- **TASK BRIEF**: Every line from the one containing "recursive queries produce" to the end of the records below, written out word for word, is the whole answer.
#### EXTRACTED ENTRIES
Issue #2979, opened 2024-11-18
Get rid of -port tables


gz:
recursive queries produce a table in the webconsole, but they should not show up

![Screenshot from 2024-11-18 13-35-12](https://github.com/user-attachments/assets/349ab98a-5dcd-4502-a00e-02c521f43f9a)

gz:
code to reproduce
########
- **WRITTEN ANSWER**:
recursive queries produce a table in the webconsole, but they should not show up

![Screenshot from 2024-11-18 13-35-12](https://github.com/user-attachments/assets/349ab98a-5dcd-4502-a00e-02c521f43f9a)

gz:
code to reproduce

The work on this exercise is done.